* WHAT YOU HAVE TO DO: Reproduce the material that follows exactly, with no line left out.

* EXERCISE INPUTS:
====
PR #2441, opened 2024-09-10
Filter by field in semantic search aswell

lferran:
### Description
This was never implemented, and it must be as we're offering it in the API

### How was this PR tested?
Integration tests at the node


nucliadb_vectors/src/formula/mod.rs
```diff
@@ -74,6 +77,14 @@ impl AtomClause {
 
                 field_set.contains(std::str::from_utf8(&key[0..end_pos]).unwrap())
             }
+            Self::KeyField((field_type, field_name)) => {
+                let key = retriever.get_key(x);
+                let mut key_parts = key.split(|b| *b == b'/');
+                key_parts.next(); // Skip resource_id
+                let ftype = std::str::from_utf8(key_parts.next().unwrap()).unwrap();
+                let fname = std::str::from_utf8(key_parts.next().unwrap()).unwrap();
```
jotare, line 85: Not to tackle now, but those unwraps in the code are a bit worrying IMO. There's no validation of id but you're assuming a certain format. I thing we should be validating ids more explicitly so it's safer to make those assumptions

nucliadb_node/tests/test_search_fields_filtering.rs
```diff
@@ -0,0 +1,154 @@
...
+        ..Default::default()
+    };
+    let results = reader.search(Request::new(search_request)).await?.into_inner();
+
+    assert!(results.vector.is_some());
+    let vector_results = results.vector.unwrap();
+    assert_eq!(vector_results.documents.len(), 0);
+
+    // Search filtering with a real field, to check that the vector is returned
+    let query_vector2 = vec![17.0 / magnitude; VECTOR_DIMENSION];
```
====
* THE COMPLETED TASK:
PR #2441, opened 2024-09-10
Filter by field in semantic search aswell

lferran:
### Description
This was never implemented, and it must be as we're offering it in the API

### How was this PR tested?
Integration tests at the node


nucliadb_vectors/src/formula/mod.rs
```diff
@@ -74,6 +77,14 @@ impl AtomClause {
 
                 field_set.contains(std::str::from_utf8(&key[0..end_pos]).unwrap())
             }
+            Self::KeyField((field_type, field_name)) => {
+                let key = retriever.get_key(x);
+                let mut key_parts = key.split(|b| *b == b'/');
+                key_parts.next(); // Skip resource_id
+                let ftype = std::str::from_utf8(key_parts.next().unwrap()).unwrap();
+                let fname = std::str::from_utf8(key_parts.next().unwrap()).unwrap();
```
jotare, line 85: Not to tackle now, but those unwraps in the code are a bit worrying IMO. There's no validation of id but you're assuming a certain format. I thing we should be validating ids more explicitly so it's safer to make those assumptions

nucliadb_node/tests/test_search_fields_filtering.rs
```diff
@@ -0,0 +1,154 @@
...
+        ..Default::default()
+    };
+    let results = reader.search(Request::new(search_request)).await?.into_inner();
+
+    assert!(results.vector.is_some());
+    let vector_results = results.vector.unwrap();
+    assert_eq!(vector_results.documents.len(), 0);
+
+    // Search filtering with a real field, to check that the vector is returned
+    let query_vector2 = vec![17.0 / magnitude; VECTOR_DIMENSION];
```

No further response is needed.